_What this task involves_
Beginning with the line where "we re-enable the key binding actions." appears, please restate each line of the records below word for word until the last one, inclusive, and nothing else.

_Input records_
========

Issue #5286, opened 2019-09-27
KeyBindings Fire When Chatting


DanVanAtta:
**Describe the bug**
Keybindings are firing even when typing in chat

**To Reproduce**
- Host a local network game
- Type the word "fun", notice the 'f' and 'n' keystrokes activate key bindings

**Expected behavior**
Key bindings should not fire when typing in chat

PR #5455, opened 2019-11-09
Fix KeyBindings firing while chatting

DanVanAtta:
While a user is typing in a text component, we do not want keybindings
to fire. For example, pressing space key skips current unit, typing
a few words would skip a few units.

To fix this we can set a keyboard focus listener to fire when keyboard
focus changes. We then check if focus is on a text component, if so
we disable key binding actions. When focus is off of the text component,
we re-enable the key binding actions.

Addresses: https://github.com/triplea-game/triplea/issues/5286

 

## Functional Changes

[] New map or map update
[] New Feature
[] Feature Removal
[] Code Cleanup or refactor
[] Configuration Change
[x] Bug fix:  https://github.com/triplea-game/triplea/issues/5286 
[] Other:   

## Testing

[] No manual testing done
[x] Manually tested


RoiEXLab:
Some merge conflicts showed up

========

_Answer area_
we re-enable the key binding actions.

Addresses: https://github.com/triplea-game/triplea/issues/5286

 

## Functional Changes

[] New map or map update
[] New Feature
[] Feature Removal
[] Code Cleanup or refactor
[] Configuration Change
[x] Bug fix:  https://github.com/triplea-game/triplea/issues/5286 
[] Other:   

## Testing

[] No manual testing done
[x] Manually tested


RoiEXLab:
Some merge conflicts showed up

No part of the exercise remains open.